Karena itu, MUI daerah tidak dibenarkan menetapkan fatwa yang bertentangan dengan keputusan MUI Pusat.
Hal tersebut disampaikan Kiai Ni’am dalam Mudzakarah Ilmiah Harmonisasi Manhaj dan Otoritas Fatwa Nasional yang digelar di Hotel Balairung, Matraman, Jakarta, Kamis (6/8/2026).
Kiai Ni’am menjelaskan, fatwa MUI bukan merupakan fatwa perseorangan, melainkan keputusan resmi organisasi yang berlaku secara nasional. “Ini adalah fatwa institusi, bukan fatwa fardi (individu),” ujar Kiai Ni’am.
Menurutnya, karena MUI merupakan satu institusi, maka fatwa yang dihasilkan juga hanya satu.
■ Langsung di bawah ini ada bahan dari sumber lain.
PR #523, opened 2020-07-28
[PTX-2664] Added `nfs_v4: "true"` label for Wordpress sharedv4 PVC

vinayakshnd:


vinayakshnd:
The fix was exercised by this job: https://jenkins.portworx.co/job/Torpedo/view/Torpedo%20master/job/tp-master-basic-vol-driver/247/console

Job failed due to mysql and not related to this change.

PR #528, opened 2020-08-19
PTX-2692 fix decommission node test to wait for volume down

thiguetta:
Signed-off-by: Thiago Gonzaga <thi_gonzaga@yahoo.com.br>


drivers/volume/portworx/portworx.go
```diff
@@ -1667,6 +1667,15 @@ func (d *portworx) DecommissionNode(n *node.Node) error {
 		}
 	}
 
+	//volume driver is about to go down, need to refresh the endpoint
```
harsh-px, line 1670: fix comment before checkin

thiguetta:
closing in favor of new change to add rt-opts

“Fatwa institusi dan institusinya MUI itu tunggal, maka pada hakikatnya fatwa MUI adalah fatwa yang tunggal,” katanya.
Guru Besar UIN Syarif Hidayatullah Jakarta tersebut menegaskan, MUI daerah tidak dapat menjadikan perbedaan ijtihad sebagai dasar untuk menetapkan fatwa yang berbeda dengan MUI Pusat.